Strategien des Wandels

München, 14.07.2014

Wie lassen sich gesellschaftliche Innovationen anstoßen? Diese Frage debattieren Experten auf einer Tagung der Kontaktstelle Forschungs- und Technologietransfer der LMU.

Innovation ist nicht nur ein wirtschaftlicher Mechanismus oder ein technischer Prozess. Sie ist vor allem auch ein soziales Phänomen. Wie lassen sich Neuerungen in der Gesellschaft verankern? Wie entsteht ein soziales Klima für einen Umschwung, der auch neue technische und ökonomische Möglichkeiten ausnutzt? Wie kann die Zivilgesellschaft die anstehenden sozialen, demografischen und ökologischen Herausforderungen bewältigen? Wie wiederum lässt sich der dafür notwendige gesellschaftliche Wandel strategisch anstoßen?

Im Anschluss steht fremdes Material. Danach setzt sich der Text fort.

PR #517, opened 2024-12-14
feat: Adds flake

thomastaylor312:
This adds a `flake.nix` and associated files for a dev environment via nix and steps for building all the parts of wadm in an incremental way. Part of this was an experiment to see what we could get nix to do with monorepo deps in the simple case. Please note that this does not actually add this as part of the build pipeline, just adds the file the repo for people to use. Maybe in the future we can add in builds and caching into our pipelines.


thomastaylor312:
Special thanks to @rvolosatovs for helping me figure out the cargo.toml munging

tests/api_model_operations.rs
```diff
@@ -472,12 +472,10 @@ async fn test_delete_noop() {
     let resp: DeleteModelResponse = test_server
         .get_response(
             "default.model.del.my-example-app",
-            serde_json::to_vec(&DeleteModelRequest {
-                version: None,
-            }).unwrap(),
+            serde_json::to_vec(&DeleteModelRequest { version: None }).unwrap(),
```
thomastaylor312, line 475: Note: This changes were just a missing `cargo fmt` that I found while running tests in the flake

flake.nix
```diff
@@ -0,0 +1,270 @@
...
+        # Common arguments can be set here to avoid repeating them later
+        commonArgs = {
+          inherit src;
+          strictDeps = true;
+
+          buildInputs = [
+            # Add additional build inputs here
+          ] ++ lib.optionals pkgs.stdenv.isDarwin [
+            # Additional darwin specific inputs can be set here
+            pkgs.libiconv
```
rvolosatovs, line 55: Is this actually needed in 24.11?

flake.nix
```diff
@@ -0,0 +1,270 @@
...
+          } ''
+            touch $out
+          '';
+        };
+
+        packages = {
+          inherit wadm wadm-client wadm-types wadm-lib;
+          default = wadm;
+        } // lib.optionalAttrs (!pkgs.stdenv.isDarwin) {
+          workspace-llvm-coverage = craneLibLLvmTools.cargoLlvmCov
```
rvolosatovs, line 244: Is this not supported on Darwin?

rvolosatovs (approved):

flake.nix
thomastaylor312: I copied this from the crane docs, so I am not sure if it isn't or isn't needed

flake.nix
thomastaylor312: I don't actually know! This was in their docs, but I can try without it

thomastaylor312: Yep, wasn't needed on 24.11

Cargo.lock
```diff
@@ -1,6 +1,6 @@
 # This file is automatically @generated by Cargo.
 # It is not intended for manual editing.
-version = 4
+version = 3
```
brooksmtownsend, line 3: is this a symptom of running `nix build` rather than `cargo build` here?

brooksmtownsend (approved):
All looks good to me, only a supernit and a question. Is it worth throwing a comment at the top of the flake marking it as experimental? Only to consider whether or not we're going to update & maintain it often

Cargo.lock
thomastaylor312: Yeah, I just deleted it and retried again and it still is version 3. I'm on rust 1.83, so it should be correct

PR #518, opened 2024-12-14
allow unique interfaces across duplicate links and test

LUK3ARK:
Related fix for https://github.com/wasmCloud/wasmCloud/issues/3801


LUK3ARK:
I didn't see any changes in WADM required, seems that it treats each interface explicitly anyway. Let me know if I have missed anything other than this validation level.

brooksmtownsend (changes requested):
This all looks great, we should just hold it back until wasmCloud supports this same matching validation

LUK3ARK:
What are we still waiting for with this? Major blocker for me at the moment

brooksmtownsend (approved):

Issue #447, opened 2024-10-09
[FEAT] Reflect unhealthy providers in application status


brooksmtownsend:
The Provider spreadscaler + daemonscalers currently handle `provider_start_failed` events to update application status based on application level events. We should extend this handling to also include `health_check_failed` events and `health_check_succeeded` in order to reflect when an application is unhealthy.

We could start this feature using the existing `Failed` status to reflect the issue, but we may want to add an `Unhealthy` status to indicate that the application was scheduled/deployed but with problems.

See https://wasmcloud.com/docs/reference/cloud-event-list#health_check_passed for the event specifications.

Vikrantpalle:
Hey, I would like to have a go at this issue.

PR #524, opened 2024-12-17
Reflect unhealthy providers in application status

Vikrantpalle:
## Feature or Problem

Scaler status returns a `Failed` status if it contains any providers which have failed their most recent health check and are in a `Failed` state.

## Related Issues

- #447 

### Unit Test(s)

Added 2 unit tests each for daemon and spread scalers
- test_unhealthy_providers_return_unhealthy_status
- test_healthy_providers_return_healthy_status
### Manual Verification

Verified the scaler status after `reconcile` is run and that all unit tests passed.

### DIFF
--- a/crates/wadm/src/scaler/daemonscaler/provider.rs
+++ b/crates/wadm/src/scaler/daemonscaler/provider.rs
@@ -122,15 +122,31 @@ impl<S: ReadStore + Send + Sync + Clone> Scaler for ProviderDaemonScaler<S> {
                 });
                 let status = self.status.read().await.to_owned();
                 // update health status of scaler
-                if let Some(status) = match (status.status_type, unhealthy_providers > 0) {
+                if let Some(status) = match (status, unhealthy_providers > 0) {
                     // scaler is deployed but contains unhealthy providers
-                    (StatusType::Deployed, true) => Some(StatusInfo::unhealthy(&format!(
+                    (
+                        StatusInfo {
+                            status_type: StatusType::Deployed,
+                            ..
+                        },
+                        true,
+                    ) => Some(StatusInfo::failed(&format!(
                         "Unhealthy provider on {} host(s)",
                         unhealthy_providers
                     ))),
                     // scaler can become unhealthy only if it was previously deployed
                     // once scaler becomes healthy again revert back to deployed state
-                    (StatusType::Unhealthy, false) => Some(StatusInfo::deployed("")),
+                    // this is a workaround to detect unhealthy status until
+                    // StatusType::Unhealthy can be used
+                    (
+                        StatusInfo {
+                            status_type: StatusType::Failed,
+                            message,
+                        },
+                        false,
+                    ) if message.starts_with("Unhealthy provider on") => {
+                        Some(StatusInfo::deployed(""))
+                    }
                     // don't update status if scaler is not deployed
                     _ => None,
                 } {
@@ -785,7 +801,7 @@ mod test {
 
         assert_eq!(
             spreadscaler.status.read().await.to_owned(),
-            StatusInfo::unhealthy("Unhealthy provider on 1 host(s)")
+            StatusInfo::failed("Unhealthy provider on 1 host(s)")
         );
         Ok(())
     }
--- a/crates/wadm/src/scaler/daemonscaler/provider.rs
+++ b/crates/wadm/src/scaler/daemonscaler/provider.rs
@@ -4,6 +4,7 @@ use anyhow::Result;
 use async_trait::async_trait;
 use tokio::sync::RwLock;
 use tracing::{instrument, trace};
+use wadm_types::api::StatusType;
 use wadm_types::{api::StatusInfo, Spread, SpreadScalerProperty, TraitProperty};
 
 use crate::commands::StopProvider;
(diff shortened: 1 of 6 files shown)


crates/wadm/src/scaler/daemonscaler/provider.rs
```diff
@@ -81,10 +85,12 @@ impl<S: ReadStore + Send + Sync + Clone> Scaler for ProviderDaemonScaler<S> {
...
             | Event::ProviderStopped(ProviderStopped { provider_id, .. })
-                if provider_id == &self.config.provider_id =>
-            {
-                self.reconcile().await
-            }
+            | Event::ProviderHealthCheckFailed(ProviderHealthCheckFailed {
+                data: ProviderHealthCheckInfo { provider_id, .. },
+            })
+            | Event::ProviderHealthCheckPassed(ProviderHealthCheckPassed {
+                data: ProviderHealthCheckInfo { provider_id, .. },
```
brooksmtownsend, line 92: In this case, I actually think that we should update the status in the case of a failed health check but not run a full reconcile. The main reason being that for a failed health check we don't really want to try and reconcile with commands, but we do want to update the status to be Failed. Does that make sense?

brooksmtownsend: Your other modifications in `reconcile()` look good though, and I think that would be able to show the failed status after we set it in response to that event. Here (if I remember right) there's also a message on the event that you can set the status to

crates/wadm/src/scaler/spreadscaler/provider.rs
```diff
@@ -99,10 +100,12 @@ impl<S: ReadStore + Send + Sync + Clone> Scaler for ProviderSpreadScaler<S> {
...
-                if provider_id == &self.config.provider_id =>
-            {
-                self.reconcile().await
-            }
+            | Event::ProviderHealthCheckFailed(ProviderHealthCheckFailed {
+                data: ProviderHealthCheckInfo { provider_id, .. },
+            })
+            | Event::ProviderHealthCheckPassed(ProviderHealthCheckPassed {
+                data: ProviderHealthCheckInfo { provider_id, .. },
+            }) if provider_id == &self.config.provider_id => self.reconcile().await,
```
brooksmtownsend, line 108: Same comment here re: setting status rather than reconciling

crates/wadm/src/scaler/spreadscaler/provider.rs
```diff
@@ -1206,4 +1229,226 @@ mod test {
...
+        store
+            .store(
+                lattice_id,
+                host_id_one.to_string(),
+                Host {
+                    components: HashMap::new(),
+                    friendly_name: "hey".to_string(),
+                    labels: HashMap::from_iter([
+                        ("cloud".to_string(), "fake".to_string()),
+                        ("region".to_string(), "us-noneofyourbusiness-1".to_string()),
```
brooksmtownsend, line 1253: 😆

crates/wadm/src/scaler/spreadscaler/provider.rs
```diff
@@ -1206,4 +1229,226 @@ mod test {
...
+                },
+            )
+            .await?;
+
+        spreadscaler.reconcile().await?;
+
+        assert_eq!(
+            spreadscaler.status.read().await.to_owned(),
+            StatusInfo::failed("Unhealthy provider on 1 host(s)")
+        );
```
brooksmtownsend, line 1451: Once the changes are made in the scaler, would love to see the spreadscaler react to the health check failed here 😄

brooksmtownsend (changes requested):
Great work here @Vikrantpalle ! I have one request around how we're handling the health check event here, I think we should update the status with the message on the event but not actually do a full reconcile. Let me know if there's any more detail I can add there, and thank you for adding tests!

crates/wadm/src/scaler/daemonscaler/provider.rs
Vikrantpalle: Yep, makes sense! I'll make the change to set the status without running a full reconcile.

Vikrantpalle: The health check event doesn't have any message attached to it so I haven't made any changes to the status message.

Vikrantpalle:
I added a new `Unhealthy` status because I thought it would be more clear and wouldn't require matching the message inside the failed status to figure out whether a scaler is unhealthy. Feel free to let me know if you think this isn't required, I can revert to use the `Failed` status like before.

@brooksmtownsend

ahmedtadde (approved):

brooksmtownsend (changes requested):
Hey @Vikrantpalle I do like the idea of the Unhealthy status, for now though I think we have to use `StatusType::Failed` since using the new status will fail to deserialize on clients where that status doesn't exist yet 😕 It's not ideal, we should probably have a fallback there, but `wash` doesn't ATM.

I think it's good to keep the `Unhealthy` status, but if you can just make sure that the scaler uses `Failed` for now we can release this and then update the scaler in a future version to use `Unhealthy`

brooksmtownsend (approved):
Looks great!

PR #339, opened 2022-04-07
Update README.md

kristopolous:
bumping the lua version in the readme to a more modern one for a painless debian install


raboof (approved):
of course the *most* painless Debian install is to use the [packages](https://packages.debian.org/search?keywords=notion&searchon=names&suite=all&section=all), but this is a good improvement for sure ;)

PR #341, opened 2022-06-11
Gentoo patches

SoapGentoo:
Hi @raboof 
I'd like to upstream the patches for `notion` we need in Gentoo.


raboof (approved):
changes look good, verified the build also still works for the Nix package, thanks!

libextl/system-autodetect.mk
```diff
@@ -65,24 +67,24 @@ LUAC=$(LUA_DIR)/bin/luac
 
 ifndef LUA_MANUAL
```
wilhelmy, line 69: Makes me wonder if this entire section isn't actually duplicated here from build/lua-detect.mk, libextl lives in-tree.

PR #342, opened 2022-06-13
Respect cflags

SoapGentoo:
@raboof the second part of our patches. Most of these should simplify the build system and allow us to override all variables.

I've put the rationale for removing `RANLIB` into the commit message: `ranlib` is also necessary when re-indexing static archives after stripping them.


raboof (approved):
seems to work for the nixos package as well, so :+1:

PR #343, opened 2022-06-13
Invoke `ar -s` for non-GNU/SysV toolchains

SoapGentoo:
@raboof some older BSD toolchains require `-s`, so this should fix it on those OSes too.

### DIFF
--- a/build/rules.mk
+++ b/build/rules.mk
@@ -3,7 +3,7 @@
 ##
 
 AR ?= ar
-ARFLAGS = cr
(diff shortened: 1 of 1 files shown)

Zu diesen Fragen veranstaltet die Kontaktstelle für Forschungs- und Technologietransfer (KFT) der LMU München am 14. und 15. Juli das Symposium „Gesellschaftliche Innovationen – Impulse und Forschungstransfer aus Hochschulen“. Experten von Hochschulen und Forschungseinrichtungen, Non-Profit-Organisationen, Stiftungen, gesellschaftlichen Interessensgruppen und Unternehmen führen auf der Tagung einen strukturierten Dialog darüber, welche Impulse aus der Hochschulforschung für dringend notwendige Innovationen in unserer Zivilgesellschaft genutzt werden können und wie dieser „Erkenntnistransfer“ stattfinden kann.